Historic $27B Options Expiry Will Happen Today: How Will It Impact BTC and ETH?
Crypto markets are on alert ahead of a significant year-end event. More than $27 billion in Bitcoin and Ethereum options will expire on Deribit on December 26, representing over half of the exchange’s total open interest. Analysts and traders are monitoring the situation closely, as this "Boxing Day" expiry could trigger market movements extending into 2026 and mark one of the largest structural adjustments in crypto history.
Bitcoin and Ethereum Face Record Expiry
Today’s options expiry is historic. Bitcoin accounts for $23.6 billion of expiring contracts, while Ethereum represents $3.8 billion. Current market values are approximately $89,394 for BTC and $2,987 for ETH. Yet, the focus is less on immediate price movements and more on the mechanics behind these contracts.
Call options outweigh puts nearly three to one, indicating widespread bullish sentiment, though the implications are complex. Max pain levels, where sellers benefit most, are near $95,000 for BTC and $3,000 for ETH. Spot prices often move toward these levels as traders and institutions adjust their positions before expiry.
🎄 Year-End Options Expiry 🎄
— Deribit (@DeribitOfficial) December 23, 2025
This Friday, a massive $28.5B in BTC and ETH options expire on Deribit, the largest expiry on record -representing over half of total open interest -$BTC: $23.4B+ notional | Put Call: 0.36 | Max Pain: $96K
$1.2B in put OI clustered at $85K, with… pic.twitter.com/c1l3r7Ac6U
Rollover activity is also affecting short-term market moves. Many institutions are moving positions to January contracts to reduce risk, which can make the data harder to read. According to Greeks.live, although puts accounted for nearly 30% of recent block trades, this should not be taken as a bearish signal. These positions are usually absorbed by smaller traders seeking better pricing.

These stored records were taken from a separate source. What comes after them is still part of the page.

Issue #1481, opened 2023-10-19
RFC: Allow to download all logs instead of just the lines currently chosen


joaquimrocha:
Right now the download button for the logs will include only the log lines that are currently selected. However, some users may want to download all the logs.

I think that if the user has chosen a number of lines and has a download button in the same context, it makes sense for the download to include those lines (i.e. download what's being shown). So I think we should offer both options: download X lines, download the full log, but this may be a bit confusing, so maybe just having that download be the full log is the best approach here.

knrt10:
I am working on this.

joaquimrocha:
@lijianzhi01 Please check out how we implemented this. Basically it's just another option for displaying all logs. And the download button should download all logs if that's the option selected.

PR #1658, opened 2024-01-15
frontend: Add option to download all logs

knrt10:
User can now download all logs, there is an option in the dropdown menu of pod's log page.

Fixes: #1481

Screenshot 2024-01-15 at 9 58 46 AM

### DIFF
--- a/frontend/src/components/pod/Details.tsx
+++ b/frontend/src/components/pod/Details.tsx
@@ -219,6 +219,7 @@ function PodLogViewer(props: PodLogViewerProps) {
                 {i}
               </MenuItem>
             ))}
+            <MenuItem value={-1}>All</MenuItem>
           </Select>
         </FormControl>,
         <LightTooltip
--- a/frontend/src/lib/k8s/pod.ts
+++ b/frontend/src/lib/k8s/pod.ts
@@ -120,8 +120,15 @@ class Pod extends makeKubeObject<KubePod>('Pod') {
       showTimestamps = false,
       follow = true,
     } = logsOptions;
+
     let logs: string[] = [];
-    const url = `/api/v1/namespaces/${this.getNamespace()}/pods/${this.getName()}/log?container=${container}&previous=${showPrevious}&tailLines=${tailLines}&timestamps=${showTimestamps}&follow=${follow}`;
+    let url = `/api/v1/namespaces/${this.getNamespace()}/pods/${this.getName()}/log?container=${container}&previous=${showPrevious}&timestamps=${showTimestamps}&follow=${follow}`;
+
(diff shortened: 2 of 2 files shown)


frontend/src/components/pod/Details.tsx
```diff
@@ -96,38 +97,36 @@ function PodLogViewer(props: PodLogViewerProps) {
   }
   const debouncedSetState = _.debounce(setLogsDebounced, 500, options);
 
-  React.useEffect(
-    () => {
-      let callback: any = null;
+  React.useEffect(() => {
+    let callback: any = null;
```
joaquimrocha, line 101: I see that only one part of this function is effectively changed. Can you keep the format that it had before? (makes the change safer and easier to review)

frontend/src/lib/k8s/pod.ts
```diff
@@ -51,7 +51,7 @@ export interface ExecOptions extends StreamArgs {
 
 export interface LogOptions {
   /** The number of lines to display from the end side of the log */
-  tailLines?: number;
+  tailLines?: number | 'all';
```
joaquimrocha, line 54: I'd prefer to keep it as is and just use a negative number to indicate "all". Yes, it'll need extra comments explaining the special meaning of negative numbers, but I feel like it's safer in the long run to have just one type being treated.

frontend/src/components/pod/Details.tsx
```diff
@@ -96,38 +97,36 @@ function PodLogViewer(props: PodLogViewerProps) {
...
 
   function handleContainerChange(event: any) {
     setContainer(event.target.value);
   }
 
   function handleLinesChange(event: any) {
-    setLines(event.target.value);
+    const value = event.target.value;
+    setShowAll(value === 'all');
+    setLines(showAll ? 0 : parseInt(value, 10) || 100);
```
joaquimrocha, line 129: If we use negative numbers as the way to set up the "all", then we don't need an extra state var and the logic becomes easier IMO.

frontend/src/components/pod/Details.tsx
```diff
@@ -211,14 +210,15 @@ function PodLogViewer(props: PodLogViewerProps) {
...
-            value={lines}
+            value={showAll ? 'all' : lines}
             onChange={handleLinesChange}
           >
             {[100, 1000, 2500].map(i => (
               <MenuItem value={i} key={i}>
                 {i}
               </MenuItem>
             ))}
+            <MenuItem value="all">All</MenuItem>
```
joaquimrocha, line 221: If we use negative numbers as suggested, then this could simply be `-1`.

joaquimrocha (changes requested):

joaquimrocha (approved):
LGTM.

With the annual expiration approaching, over half of all options will expire this Friday, the DEC 26th. Rollover trades are now the dominant force in trading volume.
— Greeks.live (@GreeksLive) December 25, 2025
This creates significant signal noise, making options data unreliable as a trading signal in recent days. For… pic.twitter.com/zGcBFdaOq0
Market Volatility and Trader Behavior
Even with a big expiry, volatility has eased. Bitcoin’s 30-day implied volatility is around 42%, down from 63% in late November. However, calm markets do not remove risk. Large expiries can spark quick trading as traders close or roll positions, potentially moving prices in the short term.
Institutional activity will strongly influence market behaviour. Bitcoin calls between $100,000 and $116,000 dominate, while $85,000 puts are the main downside protection. Ethereum shows a similar pattern, with calls mostly above $3,000. How leftover or rolled positions are handled could affect BTC and ETH prices into early 2026.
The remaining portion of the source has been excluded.